To define a role for database access:

  1. In access control > roles:

    • Edit an existing Redis ACL - Hover over a Redis ACL and click Edit.
    • Create a new Redis ACL - Click Add.
  2. Enter a descriptive name for the role. This will be used to reference the role when configuring users.

  3. Select a Cluster management role by default this is set to “None

  4. Select Add under Redis ACLs Add

  5. Select the databases the role applies to

  6. Select the Redis ACL to apply to the role

  7. Select the save icon

  8. Select save

Adding Users

To add a user to the cluster:

  1. Go to the access control tab
  2. Click Add
  3. Enter the name, email and password of the new user and select the role to assign to the user.
  4. Select the internal user type
  5. For email alerts, click “Edit” and select the alerts that the user should receive. You can select:
    • Receive alerts for databases - The alerts that are enabled for the selected databases will be sent to the user. You can either select “All databases”, or you can select “Customize” and select the individual databases to send alerts for.
    • Receive cluster alerts - The alerts that are enabled for the cluster in settings > alerts are sent to the user.
  6. Select the save icon.

Disabling the default user

When you provision a database, default user will be enabled. This allows for backwards compatibility with versions of Redis before Redis 6.

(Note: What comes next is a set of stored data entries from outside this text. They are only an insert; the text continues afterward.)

Issue #391, opened 2019-02-06
Task: validate CUSTOMERS file before use


alexellis:
## Expected Behaviour

We should validate all entries in the CUSTOMERS file before use - to prevent anyone getting their functions overriden by accident. See issue #314 

## Possible Solution

Since this is relying on a human element of not merging a PR to the customers file with two potentially clashing usernames, we should implement a unit test and sdk method in the sdk of OpenFaaS Cloud that can validate a list of usernames.

I.e.

OK 

```
alexellis
stefan
ivana
```

Not OK 

```
alexellis
alexellis-suffix
stefan
ivana
```

Not OK 

```
alexellis
stefan
stefan-prodan
ivana
```

OK 

```
alexellis
stefan-prodan
ivana
```

alexellis:
The PR should be raised here: https://github.com/openfaas/openfaas-cloud/tree/master/sdk

alexellis:
No need to test end-to-end, just via unit tests.

https://blog.alexellis.io/golang-writing-unit-tests/

rajatjindal:
how about

```
alexellis   
stefan-prodan  
stefan  
ivana
```

and

```
alexellis
alexe
stefan
ivana
```

alexellis:
What about it?

alexellis:
alexe won't clash because of the separator being `-`

alexellis:
`alexe` => `alexe-my-function`
`alexellis` => `alexellis-my-function`

martindekov:
Derek close: fixed in #393

PR #393, opened 2019-02-06
Add validation customer names list

viveksyngh:

## Description

 #391

## Checklist:

I have:

- [x] added unit tests

### DIFF
--- a/sdk/customers.go
+++ b/sdk/customers.go
@@ -1,6 +1,9 @@
 package sdk
 
-import "os"
+import (
+	"os"
+	"strings"
+)
 
 // ValidateCustomers checks environmental
 // variable validate_customers if customer
@@ -9,5 +12,21 @@ func ValidateCustomers() bool {
 	if val, exists := os.LookupEnv("validate_customers"); exists {
 		return val != "false" && val != "0"
 	}
+	return true
+}
+
+//ValidateCustomerList validate customer names list
+func ValidateCustomerList(customers []string) bool {
+	for i, customerName := range customers {
+		for j, cn := range customers {
+
+			if i != j {
+				if strings.HasPrefix(cn, customerName+"-") {
+					return false
+				}
+			}
+		}
+	}
+
 	return true
 }
--- a/sdk/customers_test.go
+++ b/sdk/customers_test.go
@@ -53,3 +53,44 @@ func Test_ValidateCustomers(t *testing.T) {
 		})
 	}
 }
+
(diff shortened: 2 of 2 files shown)


sdk/customers.go
```diff
@@ -11,3 +14,19 @@ func ValidateCustomers() bool {
...
 }
+
+//ValidateCustomerList validate customer names list
+func ValidateCustomerList(customers []string) bool {
+	for i, customerName := range customers {
+		for j, cn := range customers {
+
+			if i != j {
+				if strings.HasPrefix(cn, customerName+"-") {
+					return false
```
rajatjindal: i think it should also return a error msg specifying which username(s) caused this validation to fail and if possible, we should expose that in the PR automatically.

sdk/customers.go
```diff
@@ -11,3 +14,19 @@ func ValidateCustomers() bool {
 	}
 	return true
 }
+
+//ValidateCustomerList validate customer names list
```
rajatjindal: where are we calling this function?

sdk/customers.go
```diff
@@ -11,3 +14,19 @@ func ValidateCustomers() bool {
...
+func ValidateCustomerList(customers []string) bool {
+	for i, customerName := range customers {
+		for j, cn := range customers {
+
+			if i != j {
+				if strings.HasPrefix(cn, customerName+"-") {
```
rajatjindal: while we are at it, do we want to add validation for duplicate check?

sdk/customers.go
viveksyngh: This will be called inside function once we release new version of sdk and the vendor it inside the function.

sdk/customers.go
alexellis: That's a good point. Perhaps we can change this to return the names which conflict @viveksyngh for debugging and better diagnostics?

alexellis:
I'll merge this as the initial implementation.

A list of conflicting users would be ideal for a follow-up PR.

alexellis:
@martindekov @viveksyngh @s8sg please advise on which functions you believe we need to add this to?

I'm guessing system-github-event and system-gitlab-event?

martindekov:
Yes, for GitLab the `system-gitlab-push` has no functionality for validating customers(it was intended). I had issue somewhere to leave only `system-*-event` functions to have those(hmac validation,customers ...) and depricate those from the `system-*-push` functions.

martindekov:
But isn't the `CUSTOMER` validation already added ?

Issue #392, opened 2019-02-06
Add Makefile for ci-armhf-build / ci-armhf-push


alexellis:
## Expected Behaviour

So that we can build and push images officially for armhf and in development we should implement a Makefile like the ones we did for other OF projects.

## Possible Solution

Cover:

* ./auth
* ./router
* ./of-builder

I don't believe that we need disparate Dockerfiles, multi-arch should work.

PR #394, opened 2019-02-06
Add ARMHF/ARM64 build image support

rdimitrov:
## Description
* All architectures can use the same Dockerfiles
* Added a script similar to `publish-arm.sh` that is used for building each component. This way it's easier to extend in future and it also takes into account the host architecture it's being run from.
* There are single `make ci-arm**-*` targets in the main Makefile that trigger a build for all configured components. Or you can hop into each folder and build it separately. 
* A simple `ci-arm-build` was going to be enough as well since the script is aware of the host arch, but decided to keep the same make style as we have so far. This will be helpful if at some point we decide to add this repo to the more general `publish-arm.sh` script and it will work out of the box.

Closes: https://github.com/openfaas/openfaas-cloud/issues/392
## How Has This Been Tested?

Tested if the images are building successfully.

## Checklist:

I have:

- [ ] added unit tests

### DIFF
--- a/auth/Dockerfile
+++ b/auth/Dockerfile
@@ -1,5 +1,5 @@
 FROM golang:1.10-alpine AS builder
-
+RUN apk add --no-cache g++
 WORKDIR /go/src/github.com/openfaas/openfaas-cloud/auth
 
 COPY vendor     vendor
--- a/router/Dockerfile
+++ b/router/Dockerfile
@@ -1,5 +1,5 @@
 FROM golang:1.10-alpine AS builder
-
+RUN apk add --no-cache g++
 WORKDIR /go/src/github.com/openfaas/openfaas-cloud/router
 
 COPY main.go            .
--- a/Makefile
+++ b/Makefile
@@ -1,4 +1,20 @@
 TAG?=latest
-
+.PHONY: all
 all:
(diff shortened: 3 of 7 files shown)


auth/Dockerfile
```diff
@@ -1,5 +1,5 @@
 FROM golang:1.10-alpine AS builder
-
+RUN apk add --no-cache g++
```
alexellis: Why do we need this?

router/Dockerfile
```diff
@@ -1,5 +1,5 @@
 FROM golang:1.10-alpine AS builder
-
+RUN apk add --no-cache g++
```
alexellis: I can't think why we would need this?

rdimitrov: It fails while building the docker image otherwise

rdimitrov: That was happening only on ARM64 though.

zeerorg:
Should I add a `stack.armhf.yml` file so that the function image can be created and uploaded, along with this PR ?

alexellis:
Thank you for this PR, the work is a little out of sync now, and we have a newer mechanism for multi-arch, so I'm going to close in favour of a new Issue.

PR #399, opened 2019-02-09
Dashboard trailing slash url bug

zeerorg:
Signed-off-by: Rishabh Gupta<r.g.gupta@outlook.com>

## Description
when you open user dashboard with a trailing slash and go to a specific function deployed by the user the url is wrong and hence the function is not loaded correctly.

Duplicating the bug:

1. Open : https://system.o6s.io/dashboard/alexellis/
2. Click on any function and there will be a "Page not found"

## How Has This Been Tested?
Tested this on a arm deployment. http://system.o6s.zeerorg.site/dashboard/alexellis/ works fine since the patch has been applied.

The existing users are not impacted.

## Checklist:

I have:

- [ ] added unit tests


alexellis:
LGTM

PR #413, opened 2019-03-06
Add scottg489 to CUSTOMERS file

ScottG489:
## How did you find out about OpenFaaS Cloud?
I found out about it while google around for serverless solutions which use docker containers to represent functions. I've worked with docker extensively in the past and have also been interested in serverless for a while. Docker seemed like a perfect fit so I was surprised to find no on was using it this way. That is, until I came across this project :)

## What would you like to run there?
I would like experiment with it for small personal projects. I'm particularly interested in using it for CI as serverless seems like a perfect use case. I also have a few small personal projects I'd like to port to a serverless architecture.

### DIFF
--- a/CUSTOMERS
+++ b/CUSTOMERS
@@ -57,6 +57,7 @@ rimiti
 roncrivera
 rorpage
 s8sg
+scottg489
 stefanprodan
 tarunmangukiya
 telackey


alexellis:
Merged

PR #418, opened 2019-03-23
Add a new e2e test for openfaas cloud

matipan:
Signed-off-by: Matias Pan <matias.pan26@gmail.com>

## Description
This PR adds a new function that performs an end-to-end test of openfaas cloud. Fixes #403.

#### How does it work?
This function tests if OpenFaaS Cloud is correctly listening to github push events, building and re-deploying a function. To validate this the function does the following:
* Modify the source file of a Go function to respond with the current timestamp
* Call that function in a loop every 15 second until the function responds with the timestamp we expected

If it responded ok we return `true`. `false` is returned whenever the test failed or something bad happened.

#### Configure the function
@alexellis In order to put this function on the OpenFaas Cloud Community Cluster we need to configure the following parameters:
* **gateway**: gateway to the cluster
* **image**: name of the image of this function
* **functionOwner** and **functionRepo**: owner and repo of the function that it's being used to do the test
* **goFilePath**: the path to the Go file of the function,
* **functionURL**: URL where the function will be deployed,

To disable the default user:

  1. Select the configuration tab.
  2. Find the Default database access setting.
  3. Deselect the checkbox.
Note:
We recommend that you disable the default user when using ACLs with your database and backwards compatibility is not required.

default

Users, Roles and Redis ACLs on Active-Active databases

Users, Roles and Redis ACLs are cluster level entities. Therefore they are applied per a local participating cluster and Active-Active database instance and they are not replicated or propagated to the other participating clusters and instances. ACLs will be enforced according to the instance the client is connected to. The Active-Active replication mechanism will propagate all the effects of the operation.